§ **Required work**: From the entries that follow, list every line in which the string "Petri" appears.

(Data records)
PR #277, opened 2017-11-06
[PATCH API-NEXT v8] api: random early detection and back pressure

bala-manoharan:
adds RED and BP configuration to both pool and queue parameters

### DIFF
--- a/include/odp/api/spec/classification.h
+++ b/include/odp/api/spec/classification.h
@@ -20,6 +20,7 @@ extern "C" {
 
 #include <odp/api/packet_io.h>
 #include <odp/api/support.h>
+#include <odp/api/threshold.h>
 /** @defgroup odp_classification ODP CLASSIFICATION
  *  Classification operations.
  *  @{
@@ -107,6 +108,61 @@ typedef union odp_cls_pmr_terms_t {
 	uint64_t all_bits;
 } odp_cls_pmr_terms_t;
 
+/** Random Early Detection (RED)
+ * Random Early Detection is enabled to initiate a drop probability for the
+ * incoming packet when the packets in the queue/pool cross the specified
+ * threshold values. RED is enabled when 'red_enable' boolean is true and
+ * the resource usage is equal to or greater than the minimum threshold value.
+ * Resource usage could be defined either as the percentage of pool being full
+ * or the number of packets/bytes occupied in the queue depening on the platform
+ * capabilities.
+ * When RED is enabled for a particular flow then further incoming packets are
+ * assigned a drop probability based on the size of the pool/queue.
+ *
+ * Drop probability is configured as follows
+ * * Drop probability is 100%, when resource usage >= threshold.max
+ * * Drop probability is 0%, when resource usage <= threshold.min
+ * * Drop probability is between 0...100 % when resource usage is between
+ *	threshold.min and threshold.max
+ *
+ * RED is logically configured in the CoS and could be implemented in either
+ * pool or queue linked to the CoS depending on platform capabilities.
+ * Application should make sure not to link multiple CoS with different RED or
+ * BP configuration to the same queue or pool.
+ */
+typedef struct odp_red_param_t {
+	/** A boolean to enable RED
+	 * When true, RED is enabled and configured with RED parameters.
+	 * Otherwise, RED parameters are ignored. */
+	odp_bool_t enable;
+
+	/** Threshold parameters for RED
+	 * RED is enabled when the resource usage is equal to or greater than
+	 * the minimum threshold value and is disabled otherwise
+	 */
+	odp_threshold_t threshold;
+} odp_red_param_t;
+
+/** Back pressure (BP)
+ * When back pressure is enabled for a particular flow, the HW can send
+ * back pressure information to the remote peer indicating a network congestion.
+ */
+typedef struct odp_bp_param_t {
+	/** A boolean to enable Back pressure
+	 * When true, back pressure is enabled and configured with the BP
+	 * parameters. Otherwise BP parameters are ignored.
+	 */
+	odp_bool_t enable;
+
+	/** Threshold value for back pressure.
+	 * BP is enabled when the resource usage is equal to or greater than the
+	 * max backpressure threshold. Min threshold parameters are ignored for
+	 * BP configuration.
+	 * @see odp_red_param_t for 'resource usage' documentation.
+	 */
+	odp_threshold_t threshold;
+} odp_bp_param_t;
+
 /**
  * Classification capabilities
  * This capability structure defines system level classification capability
@@ -135,6 +191,18 @@ typedef struct odp_cls_capability_t {
 
 	/** A Boolean to denote support of PMR range */
 	odp_bool_t pmr_range_supported;
+
+	/** Support for Random Early Detection */
+	odp_support_t random_early_detection;
+
+	/** Supported threshold type for RED */
+	odp_threshold_types_t threshold_red;
+
+	/** Support for Back Pressure to the remote peer */
+	odp_support_t back_pressure;
+
+	/** Supported threshold type for BP */
+	odp_threshold_types_t threshold_bp;
 } odp_cls_capability_t;
 
 /**
@@ -206,6 +274,12 @@ typedef struct odp_cls_cos_param {
 
 	/** Drop policy associated with CoS */
 	odp_cls_drop_t drop_policy;
+
+	/** Random Early Detection configuration */
+	odp_red_param_t red;
+
+	/** Back Pressure configuration */
+	odp_bp_param_t bp;
 } odp_cls_cos_param_t;
 
 /**
--- a/include/odp/api/spec/std_types.h
+++ b/include/odp/api/spec/std_types.h
@@ -15,6 +15,8 @@
 #ifndef ODP_API_STD_TYPES_H_
 #define ODP_API_STD_TYPES_H_
 #include <odp/visibility_begin.h>
+/* uint64_t, uint32_t, etc */
+#include <stdint.h>
 
 #ifdef __cplusplus
 extern "C" {
@@ -30,6 +32,14 @@ extern "C" {
  * regardless which compiler is used as this facilities interoperability
  * between e.g. different compilers.
  */
+
+/**
+ * Percentage type
+ * Use odp_percent_t for specifying fields that are percentages. It is a fixed
+ * point integer whose units are expressed as one-hundredth of a percent.
+ * Hence 100% is represented as integer value 10000.
+ */
+typedef uint32_t odp_percent_t;
 
 /**
  * @}
--- a/include/odp/api/spec/threshold.h
+++ b/include/odp/api/spec/threshold.h
@@ -1,0 +1,105 @@
+/* Copyright (c) 2017, Linaro Limited
+ * All rights reserved.
+ *
+ * SPDX-License-Identifier:     BSD-3-Clause
+ */
+
+/**
+ * @file
+ *
+ * ODP threshold descriptor
+ */
+
+#ifndef ODP_API_THRESHOLD_H_
+#define ODP_API_THRESHOLD_H_
+#include <odp/visibility_begin.h>
+#include <odp/api/std_types.h>
+
+#ifdef __cplusplus
+extern "C" {
+#endif
+
+/**
+ * Supported threshold types
+ *
+ * Supported threshold types in a bit field structure.
+ */
+typedef union odp_threshold_types_t {
+	/** bitfields for different threshold types */
+	struct {
+		/** Percentage of the total size of pool or queue */
+		uint8_t percent:1;
+
+		/** Total number of all transient packets */
+		uint8_t packet:1;
+
+		/** Total size of all transient packets in bytes */
+		uint8_t bytes:1;
+	};
+
+	/** All bits of the bit field structure */
+	uint8_t all_bits;
+} odp_threshold_types_t;
+
+/**
+ * ODP Threshold types
+ *
+ * Different types of threshold measurements
+ */
+typedef enum odp_threshold_type_t {
+	/** Percentage of the total size of pool or queue */
+	ODP_THRESHOLD_PERCENT,
+
+	/** Total number of all transient packets */
+	ODP_THRESHOLD_PACKET,
+
+	/** Total size of all transient packets in bytes */
+	ODP_THRESHOLD_BYTE
+} odp_threshold_type_t;
+
+/**
+ * ODP Threshold
+ *
+ * Threshold configuration
+ */
+typedef struct odp_threshold_t {
+	/** Type of threshold */
+	odp_threshold_type_t type;
+
+	/** Different threshold types */
+	union {
+		/** Percentage */
+		struct {
+			/** Max percentage value */
+			odp_percent_t max;
+
+			/** Min percentage value */
+			odp_percent_t min;
+		} percent;
+
+		/** Packet count */
+		struct {
+			/** Max packet count */
+			uint64_t max;
+
+			/** Min packet count */
+			uint64_t min;
+		} packet;
+
+		/** Sum of all data bytes of all packets */
+		struct {
+			/** Max byte count */
+			uint64_t max;
+
+			/** Min byte count */
+			uint64_t min;
+		} byte;
+	};
+} odp_threshold_t;
+
+#ifdef __cplusplus
+}
+#endif
+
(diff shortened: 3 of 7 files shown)


include/odp/api/spec/pool.h
```diff
@@ -228,6 +243,12 @@ typedef struct odp_pool_param_t {
 			    capability pkt.max_headroom.
 			    Use zero if headroom is not needed. */
 			uint32_t headroom;
+
+			/* Random Early Detection configuration */
+			odp_red_param_t red;
+
+			/* Back Pressure configuration */
+			odp_bp_param_t bp;
 		} pkt;
```
Bill-Fischofer-Linaro: Need to clarify under what conditions RED (and BP) apply to pools. If an application calls `odp_packet_alloc()` that should either succeed or fail. "Drop probability" doesn't make any obvious sense here. Tying these concepts to `odp_pktio_t` configurations seems more in keeping with what's needed, but I understand the difficulties that that caused in the previous PR.

Perhaps tying this to a `odp_cos_t` might work? An `odp_cos_t` has an associated queue and pool and these can then be viewed as admission controls to packets being added to a CoS. That would mean that these features would only be applicable if the classifier is being used, but is that a significant drawback since we want to encourage its use anyway?

include/odp/api/spec/threshold.h
```diff
@@ -0,0 +1,89 @@
...
+		} pkt_size;
+	};
+} odp_threshold_t;
+
+#ifdef __cplusplus
+}
+#endif
+
+#include <odp/visibility_end.h>
+#endif
```
Bill-Fischofer-Linaro: Adding new files requires updates to the various Makefile.am and related autotools. That's why Travis is reporting failures since these new files aren't able to be found / used.

include/odp/api/spec/pool.h
```diff
@@ -134,6 +136,19 @@ typedef struct odp_pool_capability_t {
 		 * The value of zero means that limited only by the available
 		 * memory size for the pool. */
 		uint32_t max_uarea_size;
+
+		/** Support for Random Early Detection */
+		odp_support_t random_early_detection;
+
+		/** Supported threshold type for RED */
+		odp_threshold_type_t threshold_red;
+
```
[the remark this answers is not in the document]
bala-manoharan: The implementation provides preference whether the RED and BP are configured either in pool or queue and provide support for which threshold method is supported using capability.
I believe this is sufficient from the implementation point of view.

include/odp/api/spec/pool.h
bala-manoharan: The previous PR was handling this RED and BP at cos level. There were some concerns from NXP since CoS is a logical entity and application configuration should make sure that multiple CoS with different RED configuration should not direct to the same pool or queue.

HW implements the RED and BP effectively either at the pool or the queue.
Since a pool represents the real bottleneck for resource exhausion and packet drop.
 We can discuss further in todays Public call.

include/odp/api/spec/queue.h
```diff
@@ -202,6 +216,11 @@ typedef struct odp_queue_param_t {
 	  * default size. */
 	uint32_t size;
 
+	/* Random early detection configuration */
+	odp_red_param_t red;
+
```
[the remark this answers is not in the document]
bala-manoharan: NXP is implementing RED at queue level. Hence I had added this based on the feedback from Nikhil.

include/odp/api/spec/queue.h
```diff
@@ -202,6 +216,11 @@ typedef struct odp_queue_param_t {
...
+	/* Back Pressure configuration */
+	odp_bp_param_t bp;
 } odp_queue_param_t;
```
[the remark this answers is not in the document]
bala-manoharan: Back pressure is to indicate the remote peer that there is a network congestion on this particular flow. Whether the remote peer takes respective action is beyond the scope of this RFC.

include/odp/api/spec/threshold.h
```diff
@@ -0,0 +1,89 @@
...
+ * Different types of threshold measurements
+ */
+typedef	enum {
+	/** Percentage of the total size of pool or queue */
+	odp_percent_e,
+	/** Number of transient packets */
+	odp_pkt_count_e,
+	/** Total size of all transient packets in bytes */
+	odp_pkt_size_e
+} odp_threshold_type_e;
```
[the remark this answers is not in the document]
bala-manoharan: I felt using a bitfield is more useful in exposing the platform capability whereas using an enum makes more sense during configuration. I am open for suggestions along these lines.

include/odp/api/spec/threshold.h
bala-manoharan: Oops. Will take care of that in next version.

platform/linux-generic/include/odp/api/std_types.h
```diff
@@ -29,6 +29,8 @@ extern "C" {
 
 typedef int odp_bool_t;
 
+typedef uint16_t odp_percent_t;
+
 /**
```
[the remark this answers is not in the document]
lumag: @bala-manoharan  @Bill-Fischofer-Linaro In my opinion, let's just push it into `odp/api/spec/std_types.h`.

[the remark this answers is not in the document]
bala-manoharan: They typedef for odp_bool_t is still under platform/linux-generic directory hence I had this here. I am fine pushing this to spec/std_types.h but is odp_bool_t going to be moved later?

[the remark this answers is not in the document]
lumag: No, `odp_bool_t` exact implementation is not part of the spec, as it is part of platform ABI. Percent type is just data, so from my point of view it should not be a part of ABI, but rather be a part of API spec.

muvarov:
@bala-manoharan Travis failed on Doxygen, please fix it.

platform/linux-generic/odp_classification.c
```diff
@@ -190,6 +190,8 @@ int odp_cls_capability(odp_cls_capability_t *capability)
 	capability->supported_terms.bit.tcp_sport = 1;
 	capability->supported_terms.bit.sip_addr = 1;
 	capability->supported_terms.bit.dip_addr = 1;
+	capability->random_early_detection = ODP_SUPPORT_NO;
+	capability->back_pressure = ODP_SUPPORT_NO;
```
Bill-Fischofer-Linaro: We shouldn't leave fields undefined in the returned `odp_cls_capability_t` struct. Either set `threshold_red` and `threshold_bp` explicitly or just clear the struct to zeros as the start of this routine.

platform/linux-generic/include/odp/api/std_types.h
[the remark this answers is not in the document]
bala-manoharan: Currently, I have followed the syntax existing in api-next. If ABI changes are merged first I will change my patch to match the specifications. If my patch gets merged first, change this as part of your ABI spec.

platform/linux-generic/odp_classification.c
bala-manoharan: Done.

muvarov:
@psavol  Petri, please review API patches.

bala-manoharan:
@psavol Petri, Could you please review this PR.

include/odp/api/spec/std_types.h
```diff
@@ -32,6 +32,13 @@ extern "C" {
  */
 
 /**
+ * @typedef odp_percent_t
+ * Use odp_percent_t for specifying fields that are percentages. It is a fixed
+ * point integer whose units are expressed as one-hundredth of a percent.
+ * Hence 100% is represented as integer value 10000.
+ */
+
```
psavol: Since API specifies already what odp_percent_t is, it's better do also the typedef here. Also the documentation should say that it's _unsigned_ integer. May be uint32_t is safer choice than uint16_t, so that percent calculations do not easily wrap around.

include/odp/api/spec/threshold.h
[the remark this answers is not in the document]
psavol: the enum: odp_threshold_type_t
the bitfield: odp_threshold_types_t

The enum values need to be UPPERCASE and contain a common prefix: ODP_THLD_PERCENT, ODP_THLD_PACKET, ODP_THLD_BYTE

If bitfield is only needed in one place (one capability struct) it could be defined there only (no typedef needed).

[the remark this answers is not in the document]
psavol: Another option for enums: ODP_THRESHOLD_PCT, ODP_THRESHOLD_PKT, ODP_THRESHOLD_BYTE

include/odp/api/spec/classification.h
```diff
@@ -107,6 +108,55 @@ typedef union odp_cls_pmr_terms_t {
...
+	/** A boolean to enable RED
+	 * When true, RED is enabled and configured with RED parameters.
+	 * Otherwise, RED parameters are ignored. */
+	odp_bool_t red_enable;
+
+	/** Threshold parameters for RED
+	 * RED is enabled when the resource limit is equal to or greater than
+	 * the maximum threshold value and is disabled when resource limit
+	 * is less than or equal to minimum threshold value. */
+	odp_threshold_t red_threshold;
```
psavol: I think it should be:
    * drop probability == 100%, when resource usage > threshold.max
    * drop probability == 0%, when resource usage < threshold.min

Now the text describe min/max as hysteresis: > max enables, < min disables. Which is not the intention, I guess.

bala-manoharan: The drop probability is 100% only when the pool is completely full i.e there is no further buffer to allocate packet. The intention of this description is that when resource usage is greater than threshold.max then the drop probability is enabled and packets will get dropped on an increasing drop probability and when it is less than min threshold then drop probability is disabled.

include/odp/api/spec/std_types.h
bala-manoharan: I can move the typedef here.
Not sure if I understand the need to move to uint32_t, I have only defined 100% as 10,000 and we should be fine with uin16_t. Any other specific reason for using uint32_t?

include/odp/api/spec/classification.h
Bill-Fischofer-Linaro: As we discussed during today's ARCH call. `max` and `min` can be renamed `start` and `stop` to more accurately reflect the actions. RED / backpressure begins when utilization hits the `start` threshold and is deasserted when utilization drops back to the `stop` threshold. So `start` >= `stop`.  If the two are equal it means there is no hysteresis.

The question arises whether a third `max` threshold value should exist which drops / backpressure is held at 100%. The idea here is to reserve a portion of the pool/queue resource for application use independent of use by PktIOs. Since this may not be feasible in all implementations this should probably be advertised with additional capability info.r

bala-manoharan:
@psavol Pls review V5 and provide your comments

include/odp/api/spec/threshold.h
```diff
@@ -0,0 +1,105 @@
...
+ * ODP Threshold types
+ *
+ * Different types of threshold measurements
+ */
+typedef	enum {
+	/** Percentage of the total size of pool or queue */
+	ODP_THRESHOLD_PERCENT,
+
+	/** Total number of all transient packets */
+	ODP_THRESHOLD_PKT,
```
psavol: When percent is not abbreviated, then this should not be either. So, _PERCENT and _PACKET, or PCT and PKT.

include/odp/api/spec/threshold.h
```diff
@@ -0,0 +1,105 @@
...
+		} percent;
+
+		/** Packet count */
+		struct {
+			/** Max packet count */
+			uint64_t max;
+
+			/** Min packet count */
+			uint64_t min;
+		} pkt_count;
```
psavol: This should match the type enum: packet

include/odp/api/spec/threshold.h
```diff
@@ -0,0 +1,105 @@
...
+
+		/** Packet size */
+		struct {
+			/** Max size of all packets */
+			uint64_t max;
+
+			/** Min size of all packets */
+			uint64_t min;
+		} pkt_size;
```
psavol: This should match the type enum: byte. Also better description is needed: e.g. "Sum of all data bytes of all packets". Packet size does not tell if it's the size of one or many packets.

include/odp/api/spec/classification.h
psavol: "Reaches between" is not valid since drop probability is defined also when <min and >max. "... when the packets in the queue/pool reaches between the specified threshold." -> "... when the packets in the queue/pool cross specified threshold values."

The "resource limit" needs to be specified: is it free or used space? Or is it different for pools and queues: free space in a pool, used space in a queue? May be the text is easier to understand with a bullet list:
* drop probability is 100%, when resource usage > threshold.max
* drop probability is 0%, when resource usage < threshold.min
* drop probability is between 0 ... 100%, when resource usage is between threshold.min and threshold.max

... and then define what "resource usage" means. Pools: space used, queues packet/bytes in queue

NikhilA-Linaro:
Reviewed-by: Nikhil Agarwal <nikhil.agarwal@linaro.org>

bala-manoharan:
@Bill-Fischofer-Linaro @muvarov This V7 incorporates review comments from Petri and has reviewed-by from Nikhil.
@psavol Pls review this version and provide your feedback

include/odp/api/spec/classification.h
psavol: red_ prefix can be dropped from the struct field names. When red param is used, the name of the variable is likely red or red_param, etc. So, after removing the prefix it looks like this

red.enable = 1;
red.threshold.packets.min = 1000;

vs 

red.red_enable = 1;
red.red_threshold....
...

psavol: "... RED is enabled when the resource limit is equal to ..."

This refers still to "resource limit", it should be "resource usage" which is a term that has been define above.

include/odp/api/spec/classification.h
```diff
@@ -107,6 +108,61 @@ typedef union odp_cls_pmr_terms_t {
...
+	 * the minimum threshold value and is disabled otherwise
+	 */
+	odp_threshold_t red_threshold;
+} odp_red_param_t;
+
+/** Back pressure (BP)
+ * When back pressure is enabled for a particular flow, the HW can send
+ * back pressure information to the remote peer indicating a network congestion.
+ */
+
```
psavol: Remove this extra line feed.

include/odp/api/spec/classification.h
```diff
@@ -107,6 +108,61 @@ typedef union odp_cls_pmr_terms_t {
...
+	 */
+	odp_bool_t bp_enable;
+
+	/** Threshold value for back pressure.
+	 * BP is enabled when queue or pool value is equal to or greater
+	 * than the max backpressure threshold.
+	 * Min threshold parameters are ignored for BP configuration.
+	 */
+	odp_threshold_t bp_threshold;
+} odp_bp_param_t;
```
psavol: bp_ prefixes can be removed from "bp_enable" and "bp_threshold".

"BP is enabled when queue or pool value is equal to or greater than the max backpressure threshold."
This should refer to "resource usage" (which has been defined on RED documentation). "queue and pool value" are  undefined terms.

include/odp/api/spec/std_types.h
psavol: Replace "@typedef odp_percent_t" doxygen tag with the short comment line ("Percent type"). The tag is not needed anymore as the typedef follows the comment.

Also, remove the extra line feed.

include/odp/api/spec/threshold.h
```diff
@@ -0,0 +1,105 @@
...
+	uint8_t all_bits;
+} odp_threshold_types_t;
+
+/**
+ * ODP Threshold types
+ *
+ * Different types of threshold measurements
+ */
+typedef	enum {
+	/** Percentage of the total size of pool or queue */
```
psavol: Change <tab> to <space> between typedef and enum. Also typically the typedef'ed enum/struct/union has also name, so that a debugger does not refer to it as "enum <no name> does not ...".

typedef enum odp_threshold_type_t {
  ...
} odp_threshold_type_t;

bala-manoharan:
@psavol V8 incorporates your review comments. Pls check and provide your feedback.

psavol:

bala-manoharan:
@muvarov could you pls merge this PR.

muvarov:
@bala-manoharan merging master to api-next then this can go.

muvarov:
Merged.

§ **Problem solution**:
@psavol  Petri, please review API patches.
@psavol Petri, Could you please review this PR.
@Bill-Fischofer-Linaro @muvarov This V7 incorporates review comments from Petri and has reviewed-by from Nikhil.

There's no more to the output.